Wildfire Black Gum is primarily valued in the landscape for its distinctively pyramidal habit of growth. It has forest green deciduous foliage which emerges red in spring. The glossy pointy leaves turn an outstanding crimson in the fall. The furrowed black bark adds an interesting dimension to the landscape.

Landscape Attributes

Wildfire Black Gum is a deciduous tree with a strong central leader and a distinctive and refined pyramidal form. Its average texture blends into the landscape, but can be balanced by one or two finer or coarser trees or shrubs for an effective composition.

Planting & Growing

Wildfire Black Gum will grow to be about 35 feet tall at maturity, with a spread of 25 feet. It has a low canopy with a typical clearance of 3 feet from the ground, and should not be planted underneath power lines. It grows at a slow rate, and under ideal conditions can be expected to live for 70 years or more.

This tree does best in full sun to partial shade. It does best in average to evenly moist conditions, but will not tolerate standing water.

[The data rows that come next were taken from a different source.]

PR #3777, opened 2026-01-30
[Reland][X86] Re-enable some inductor-related test cases

Xia-Weiwen:
Reland https://github.com/pytorch/ao/pull/3718 and skip rocm

### DIFF
--- a/test/quantization/pt2e/test_x86inductor_cpp_wrapper.py
+++ b/test/quantization/pt2e/test_x86inductor_cpp_wrapper.py
@@ -24,7 +24,6 @@ from torch.testing._internal.common_device_type import (
 from torch.testing._internal.common_utils import (
     IS_MACOS,
     IS_WINDOWS,
-    TEST_WITH_ROCM,
     slowTest,
 )
 from torch.testing._internal.inductor_utils import HAS_CPU
@@ -175,7 +174,7 @@ def make_dynamic_cls(cls, xfail_prop="_expected_failure_dynamic"):
     )
 
 
-if RUN_CPU and not TEST_WITH_ROCM and torch_version_at_least("2.8.0"):
+if RUN_CPU and (torch.version.hip is None) and torch_version_at_least("2.8.0"):
 
     class BaseTest(NamedTuple):
         name: str


andrewor14:
Hi @Xia-Weiwen sorry but we need to revert this again since it broke some internal builds. Seems like importing a test within a test is a problem.

test/quantization/pt2e/test_x86inductor_cpp_wrapper.py
```diff
@@ -0,0 +1,295 @@
...
+
+from torchao.utils import torch_version_at_least
+
+try:
+    try:
+        from . import (
+            test_x86inductor_fusion,
+        )
+    except ImportError:
+        import test_x86inductor_fusion
```
andrewor14, line 39: Hi @Xia-Weiwen can you clean up this import? It's a bit messy. Usually when we want to import a test utils we put it under torchao/testing instead. Do you mind fixing this in the reland PR?

Xia-Weiwen: Hi @andrewor14  We import another test file in this test file because it want to reuse the test cases in that test file. This test file tests Inductor's CPP wrapper and we create test cases from the cases in the other file which tests the python wrapper. I am doing this because this is how torch handles the case. These test cases were in PyTorch previously and I am just moving them here.
https://github.com/pytorch/pytorch/blob/5ad9b89c54e1eba6fcd2ea2d0b44dad12c66c255/test/inductor/test_cpu_cpp_wrapper.py#L22C1-L41C1
Perhaps I should keep everything the same as in PyTorch. Do you have any suggestions?

CC @jerryzh168

Xia-Weiwen: @andrewor14  @jerryzh168 I have updated this part but not sure if it would work:
```python
try:
    try:
        from . import (
            test_x86inductor_fusion,
        )
    except ImportError:
        import test_x86inductor_fusion  # @manual
except unittest.SkipTest:
    if __name__ == "__main__":
        sys.exit(0)
    raise
```
Note: the change is `# @manual`.
The new PR is here: https://github.com/pytorch/ao/pull/3826

Can you please import it to fbcode to verify? Thanks.

Issue #3576, opened 2026-01-06
[RFC] XPU Enabling Plan for TorchAO


liangan1:
## Motivation
 
Since the software stack is almost 1x1 mapping between the CUDA and XPU, we plan to align the torchAO feature with CUDA on the XPU(except for the CUDA specific features) to help user seamlessly transfer from CUDA device to XPU device.
In general, we will first focus on features used by the internal tasks. In the past few months, we have upstream the int4, int8 and fp8 with tensor- and channel-wise scaling. Since the mxfp8 and mxfp4 will be natively supported by the Intel Crescent Island(CRI) data center GPU, these two data type will be the highest priority for XPU. As for other features in the torchAO, we will gradually enable them by priority.
## Goal

- Similar user experience as CUDA
- Almost zero migration effort from CUDA to XPU
- On-par feature scope with CUDA and same code quality which is ensured by the CI.

## Methodology

- Reuse TorchAO code as much as possible
E.g., Same quantization config for int8/fp8/mxfp8 with CUDA
- Device dispatch is processed by PyTorch and Keep the kernel in PyTorch core
E.g., [scaled_mm](https://github.com/pytorch/pytorch/pull/166056/files) for fp8, [int_mm ](https://github.com/pytorch/pytorch/pull/166056/files)for int8
- Only defined XPU-specific config when the CUDA version is not applicable for XPU
 E.g., Int4PlainInt32Tensor for XPU used by woq-int4

## Features Plan

liangan1:
cc @jerryzh168  @Stonepia  @xiaowangintel

vkuzo:
thank you, @liangan1 ! I have a couple of questions:
1. do we have these devices in CI? 
2. what is the best place to understand the performance characteristics of each of these GPUs for various low precision dtypes?  Are there technical specification sheets available? If yes, maybe we can link them to this issue?  Specifically, it would be great to know, for each GPU, (a) which dtypes are supported, (b) peak OPS for dot product by dtype, (c) peak memory bandwidth.
3. do we have a process already if there are XPU-specific failures in the future - would someone from Intel be available to help support?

It is very fussy about its soil conditions and must have rich, acidic soils to ensure success, and is subject to chlorosis (yellowing) of the foliage in alkaline soils. It is quite intolerant of urban pollution, therefore inner city or urban streetside plantings are best avoided, and will benefit from being planted in a relatively sheltered location. Consider applying a thick mulch around the root zone in winter to protect it in exposed locations or colder microclimates. This is a selection of a native North American species.